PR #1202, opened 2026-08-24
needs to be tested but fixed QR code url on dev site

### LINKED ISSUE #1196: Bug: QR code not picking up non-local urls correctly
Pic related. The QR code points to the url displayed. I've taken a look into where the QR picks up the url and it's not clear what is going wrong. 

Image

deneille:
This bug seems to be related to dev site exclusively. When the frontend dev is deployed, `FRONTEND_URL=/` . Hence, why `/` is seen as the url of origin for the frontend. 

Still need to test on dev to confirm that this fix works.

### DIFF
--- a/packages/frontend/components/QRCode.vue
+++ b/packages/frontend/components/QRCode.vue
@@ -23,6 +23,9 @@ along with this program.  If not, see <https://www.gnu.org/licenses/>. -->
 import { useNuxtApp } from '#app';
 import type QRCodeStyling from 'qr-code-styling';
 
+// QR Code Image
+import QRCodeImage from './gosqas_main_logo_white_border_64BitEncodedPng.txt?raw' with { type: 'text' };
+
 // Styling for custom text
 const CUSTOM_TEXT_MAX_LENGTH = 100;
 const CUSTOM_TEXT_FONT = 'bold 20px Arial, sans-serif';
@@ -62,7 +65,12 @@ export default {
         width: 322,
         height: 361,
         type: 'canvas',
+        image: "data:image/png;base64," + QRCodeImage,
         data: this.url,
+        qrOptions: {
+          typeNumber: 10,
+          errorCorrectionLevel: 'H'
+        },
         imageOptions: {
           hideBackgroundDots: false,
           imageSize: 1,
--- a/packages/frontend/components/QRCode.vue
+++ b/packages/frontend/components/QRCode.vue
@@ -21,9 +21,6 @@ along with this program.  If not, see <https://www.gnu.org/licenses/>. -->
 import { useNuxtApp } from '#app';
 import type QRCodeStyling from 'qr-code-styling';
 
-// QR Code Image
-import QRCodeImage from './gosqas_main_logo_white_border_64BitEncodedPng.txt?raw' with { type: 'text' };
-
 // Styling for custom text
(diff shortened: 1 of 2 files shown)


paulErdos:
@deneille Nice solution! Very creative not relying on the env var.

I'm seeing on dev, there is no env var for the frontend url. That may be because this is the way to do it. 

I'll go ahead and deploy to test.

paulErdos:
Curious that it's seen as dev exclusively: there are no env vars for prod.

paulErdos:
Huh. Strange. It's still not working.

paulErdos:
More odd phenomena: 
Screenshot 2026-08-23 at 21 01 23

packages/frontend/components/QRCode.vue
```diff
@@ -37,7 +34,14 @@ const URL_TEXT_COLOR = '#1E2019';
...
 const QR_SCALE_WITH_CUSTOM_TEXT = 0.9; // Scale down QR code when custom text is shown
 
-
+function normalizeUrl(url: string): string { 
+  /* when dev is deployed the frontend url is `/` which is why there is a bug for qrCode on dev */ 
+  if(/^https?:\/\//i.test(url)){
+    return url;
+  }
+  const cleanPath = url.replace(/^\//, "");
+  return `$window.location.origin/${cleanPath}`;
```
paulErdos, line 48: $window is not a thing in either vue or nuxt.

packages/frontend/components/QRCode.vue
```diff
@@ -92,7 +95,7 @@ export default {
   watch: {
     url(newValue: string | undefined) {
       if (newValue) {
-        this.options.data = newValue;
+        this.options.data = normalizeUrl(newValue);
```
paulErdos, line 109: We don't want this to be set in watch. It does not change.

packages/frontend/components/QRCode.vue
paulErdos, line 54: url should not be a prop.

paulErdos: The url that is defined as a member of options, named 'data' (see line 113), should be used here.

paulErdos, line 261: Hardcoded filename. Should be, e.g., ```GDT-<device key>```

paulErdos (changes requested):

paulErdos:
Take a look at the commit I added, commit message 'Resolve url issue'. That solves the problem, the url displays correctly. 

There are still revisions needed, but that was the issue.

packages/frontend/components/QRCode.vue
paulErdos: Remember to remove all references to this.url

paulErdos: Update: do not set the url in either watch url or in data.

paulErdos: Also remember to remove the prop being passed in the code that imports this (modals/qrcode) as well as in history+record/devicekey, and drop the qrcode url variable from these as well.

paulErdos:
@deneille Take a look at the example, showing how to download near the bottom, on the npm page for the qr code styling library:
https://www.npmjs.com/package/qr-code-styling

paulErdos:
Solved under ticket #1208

------

_Exercise_
The full set of data above must come back exactly as written.

_Solution for this task_
PR #1202, opened 2026-08-24
needs to be tested but fixed QR code url on dev site

### LINKED ISSUE #1196: Bug: QR code not picking up non-local urls correctly
Pic related. The QR code points to the url displayed. I've taken a look into where the QR picks up the url and it's not clear what is going wrong. 

Image

deneille:
This bug seems to be related to dev site exclusively. When the frontend dev is deployed, `FRONTEND_URL=/` . Hence, why `/` is seen as the url of origin for the frontend. 

Still need to test on dev to confirm that this fix works.

### DIFF
--- a/packages/frontend/components/QRCode.vue
+++ b/packages/frontend/components/QRCode.vue
@@ -23,6 +23,9 @@ along with this program.  If not, see <https://www.gnu.org/licenses/>. -->
 import { useNuxtApp } from '#app';
 import type QRCodeStyling from 'qr-code-styling';
 
+// QR Code Image
+import QRCodeImage from './gosqas_main_logo_white_border_64BitEncodedPng.txt?raw' with { type: 'text' };
+
 // Styling for custom text
 const CUSTOM_TEXT_MAX_LENGTH = 100;
 const CUSTOM_TEXT_FONT = 'bold 20px Arial, sans-serif';
@@ -62,7 +65,12 @@ export default {
         width: 322,
         height: 361,
         type: 'canvas',
+        image: "data:image/png;base64," + QRCodeImage,
         data: this.url,
+        qrOptions: {
+          typeNumber: 10,
+          errorCorrectionLevel: 'H'
+        },
         imageOptions: {
           hideBackgroundDots: false,
           imageSize: 1,
--- a/packages/frontend/components/QRCode.vue
+++ b/packages/frontend/components/QRCode.vue
@@ -21,9 +21,6 @@ along with this program.  If not, see <https://www.gnu.org/licenses/>. -->
 import { useNuxtApp } from '#app';
 import type QRCodeStyling from 'qr-code-styling';
 
-// QR Code Image
-import QRCodeImage from './gosqas_main_logo_white_border_64BitEncodedPng.txt?raw' with { type: 'text' };
-
 // Styling for custom text
(diff shortened: 1 of 2 files shown)


paulErdos:
@deneille Nice solution! Very creative not relying on the env var.

I'm seeing on dev, there is no env var for the frontend url. That may be because this is the way to do it. 

I'll go ahead and deploy to test.

paulErdos:
Curious that it's seen as dev exclusively: there are no env vars for prod.

paulErdos:
Huh. Strange. It's still not working.

paulErdos:
More odd phenomena: 
Screenshot 2026-08-23 at 21 01 23

packages/frontend/components/QRCode.vue
```diff
@@ -37,7 +34,14 @@ const URL_TEXT_COLOR = '#1E2019';
...
 const QR_SCALE_WITH_CUSTOM_TEXT = 0.9; // Scale down QR code when custom text is shown
 
-
+function normalizeUrl(url: string): string { 
+  /* when dev is deployed the frontend url is `/` which is why there is a bug for qrCode on dev */ 
+  if(/^https?:\/\//i.test(url)){
+    return url;
+  }
+  const cleanPath = url.replace(/^\//, "");
+  return `$window.location.origin/${cleanPath}`;
```
paulErdos, line 48: $window is not a thing in either vue or nuxt.

packages/frontend/components/QRCode.vue
```diff
@@ -92,7 +95,7 @@ export default {
   watch: {
     url(newValue: string | undefined) {
       if (newValue) {
-        this.options.data = newValue;
+        this.options.data = normalizeUrl(newValue);
```
paulErdos, line 109: We don't want this to be set in watch. It does not change.

packages/frontend/components/QRCode.vue
paulErdos, line 54: url should not be a prop.

paulErdos: The url that is defined as a member of options, named 'data' (see line 113), should be used here.

paulErdos, line 261: Hardcoded filename. Should be, e.g., ```GDT-<device key>```

paulErdos (changes requested):

paulErdos:
Take a look at the commit I added, commit message 'Resolve url issue'. That solves the problem, the url displays correctly. 

There are still revisions needed, but that was the issue.

packages/frontend/components/QRCode.vue
paulErdos: Remember to remove all references to this.url

paulErdos: Update: do not set the url in either watch url or in data.

paulErdos: Also remember to remove the prop being passed in the code that imports this (modals/qrcode) as well as in history+record/devicekey, and drop the qrcode url variable from these as well.

paulErdos:
@deneille Take a look at the example, showing how to download near the bottom, on the npm page for the qr code styling library:
https://www.npmjs.com/package/qr-code-styling

paulErdos:
Solved under ticket #1208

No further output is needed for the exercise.